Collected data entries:
PR #7855, opened 2018-07-10
Reenable tasks without side-effects, that only run code

### LINKED ISSUE #7848: Mix run can't execute multiple scripts
### Environment

```
Erlang/OTP 20 [erts-9.3.1] [source] [64-bit] [smp:8:8] [ds:8:8:10] [async-threads:10] [hipe] [kernel-poll:false] [dtrace]

```

* Operating system: MacOS

### Current behavior

If I have a mix alias like this:

```
"my.alias": ["run script1.exs", "run script2.exs"]
```

only the first script will be run.

### Expected behavior

I would expect both scripts to run.

As mentioned in several places [[1]] [[2]] [[3]], mix tasks can only be run once. I'm not sure why the limitation exists, but in the context of `run script.exs` it doesn't make sense to me.

[1]: https://stackoverflow.com/questions/48291606/how-to-alias-run-twice-in-mix-exs
[2]: https://stackoverflow.com/questions/36846041/elixir-mix-aliases-two-run-tasks-in-one-alias
[3]: https://github.com/elixir-lang/elixir/issues/6488

While it makes sense that we wouldn't want the exact same mix task to run twice, it seems like it should be conditional on the task __and arguments__ rather than just the task.

josevalim:
Closes #7848.

### DIFF
--- a/lib/mix/lib/mix/tasks/run.ex
+++ b/lib/mix/lib/mix/tasks/run.ex
@@ -40,11 +40,14 @@ defmodule Mix.Tasks.Run do
 
       elixir --sname hello -S mix run --no-halt
 
+  This task is automatically reenabled, so it can be called multiple times
+  with different arguments.
+
   ## Command-line options
 
     * `--config`, `-c`  - loads the given configuration file
     * `--eval`, `-e` - evaluates the given code
-    * `--require`, `-r` - requires pattern before running the command
+    * `--require`, `-r` - executes the given pattern/file
     * `--parallel`, `-p` - makes all requires parallel
     * `--preload-modules` - preloads all modules defined in applications
     * `--no-compile` - does not compile even if files require compilation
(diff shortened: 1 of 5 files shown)


lib/mix/lib/mix/tasks/run.ex
```diff
@@ -40,11 +40,14 @@ defmodule Mix.Tasks.Run do
...
 
+  This task is automatically reenabled, so it can be called multiple times
+  with different arguments.
+
   ## Command-line options
 
     * `--config`, `-c`  - loads the given configuration file
     * `--eval`, `-e` - evaluates the given code
-    * `--require`, `-r` - requires pattern before running the command
+    * `--require`, `-r` - executes the given pattern/file
```
fertapric: I wonder if this change is consistent with the description of the next flag:

> `parallel`, `-p` - makes all requires parallel

Maybe “requires (and executes) the given pattern/file”?

josevalim: I think so, since the word "requires" is talking about the `--require` flag. Thoughts?

michalmuskala:
I think this is a sensible change, I don't see any downsides to this.

josevalim:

— Directions —
Print all of the records, leaving each one exactly as it appears above.

— Expected output —
PR #7855, opened 2018-07-10
Reenable tasks without side-effects, that only run code

### LINKED ISSUE #7848: Mix run can't execute multiple scripts
### Environment

```
Erlang/OTP 20 [erts-9.3.1] [source] [64-bit] [smp:8:8] [ds:8:8:10] [async-threads:10] [hipe] [kernel-poll:false] [dtrace]

```

* Operating system: MacOS

### Current behavior

If I have a mix alias like this:

```
"my.alias": ["run script1.exs", "run script2.exs"]
```

only the first script will be run.

### Expected behavior

I would expect both scripts to run.

As mentioned in several places [[1]] [[2]] [[3]], mix tasks can only be run once. I'm not sure why the limitation exists, but in the context of `run script.exs` it doesn't make sense to me.

[1]: https://stackoverflow.com/questions/48291606/how-to-alias-run-twice-in-mix-exs
[2]: https://stackoverflow.com/questions/36846041/elixir-mix-aliases-two-run-tasks-in-one-alias
[3]: https://github.com/elixir-lang/elixir/issues/6488

While it makes sense that we wouldn't want the exact same mix task to run twice, it seems like it should be conditional on the task __and arguments__ rather than just the task.

josevalim:
Closes #7848.

### DIFF
--- a/lib/mix/lib/mix/tasks/run.ex
+++ b/lib/mix/lib/mix/tasks/run.ex
@@ -40,11 +40,14 @@ defmodule Mix.Tasks.Run do
 
       elixir --sname hello -S mix run --no-halt
 
+  This task is automatically reenabled, so it can be called multiple times
+  with different arguments.
+
   ## Command-line options
 
     * `--config`, `-c`  - loads the given configuration file
     * `--eval`, `-e` - evaluates the given code
-    * `--require`, `-r` - requires pattern before running the command
+    * `--require`, `-r` - executes the given pattern/file
     * `--parallel`, `-p` - makes all requires parallel
     * `--preload-modules` - preloads all modules defined in applications
     * `--no-compile` - does not compile even if files require compilation
(diff shortened: 1 of 5 files shown)


lib/mix/lib/mix/tasks/run.ex
```diff
@@ -40,11 +40,14 @@ defmodule Mix.Tasks.Run do
...
 
+  This task is automatically reenabled, so it can be called multiple times
+  with different arguments.
+
   ## Command-line options
 
     * `--config`, `-c`  - loads the given configuration file
     * `--eval`, `-e` - evaluates the given code
-    * `--require`, `-r` - requires pattern before running the command
+    * `--require`, `-r` - executes the given pattern/file
```
fertapric: I wonder if this change is consistent with the description of the next flag:

> `parallel`, `-p` - makes all requires parallel

Maybe “requires (and executes) the given pattern/file”?

josevalim: I think so, since the word "requires" is talking about the `--require` flag. Thoughts?

michalmuskala:
I think this is a sensible change, I don't see any downsides to this.

josevalim:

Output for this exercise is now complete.